Neural language models are probabilistic models of human text. They are predominantly trained using maximum likelihood estimation (MLE), which is equivalent to minimizing the forward cross-entropy between the empirical data distribution and the model distribution. However, various degeneration phenomena are still widely observed when decoding from the distributions learned by such models. We establish that the forward cross-entropy is suboptimal as a distance metric for aligning human and model distribution due to its (1) recall-prioritization (2) negative diversity ignorance and (3) train-test mismatch. In this paper, we propose Earth Mover Distance Optimization (EMO) for auto-regressive language modeling. EMO capitalizes on the inherent properties of earth mover distance to address the aforementioned challenges. Due to the high complexity of direct computation, we further introduce a feasible upper bound for EMO to ease end-to-end training. Upon extensive evaluation of language models trained using EMO and MLE. We find that EMO demonstrates a consistently better language modeling performance than MLE across domains. Moreover, EMO demonstrates noteworthy enhancements in downstream performance with minimal fine-tuning on merely 25,000 sentences. This highlights the tremendous potential of EMO as a lightweight calibration method for enhancing large-scale pre-trained language models.

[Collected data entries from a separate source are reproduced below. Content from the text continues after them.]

PR #897, opened 2022-03-16
fix: prevent empty store response due to blocked walker

jm-clius:
Fixes https://github.com/status-im/nim-waku/issues/882

Previously a store node could run into a state where it would return an empty history response to each store query. This was because the walker used to populate a page of history would not get properly destroyed under certain error conditions - specifically when the node received a query with an invalid cursor. Afterwards all history responses would be empty.

Fix has been soak tested on the `prod` fleet where this issue was most observed previously.


oskarth (approved):
I'm generally in favor of pedestrians, but I guess you gotta break a few eggs to make an omelette

staheri14 (approved):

翻译：摘要：神经语言模型是描述人类文本的概率模型。目前主流的训练方式是基于最大似然估计（MLE），其等价于最小化经验数据分布与模型分布之间的前向交叉熵。然而，当从这类模型学到的分布进行解码时，仍普遍观察到各种退化现象。我们论证，前向交叉熵在优化人类分布与模型分布对齐时存在三方面缺陷：（1）召回优先性偏差，（2）负多样性忽略，以及（3）训练测试不匹配，因此作为距离度量并非最优选择。本文提出面向自回归语言建模的地球移动距离优化（EMO）方法。该方法利用地球移动距离的固有能力应对上述挑战。针对直接计算复杂度高的问题，我们进一步推导了EMO的可行上界以实现端到端训练。通过对比采用EMO与MLE训练的语言模型，我们发现在不同领域上EMO均能持续获得更优的语言建模性能。此外，仅需在25,000句子上进行最小程度的微调，EMO便能在下游任务中展现显著性能提升。这凸显了EMO作为轻量级校准方法在增强大规模预训练语言模型方面的巨大潜力。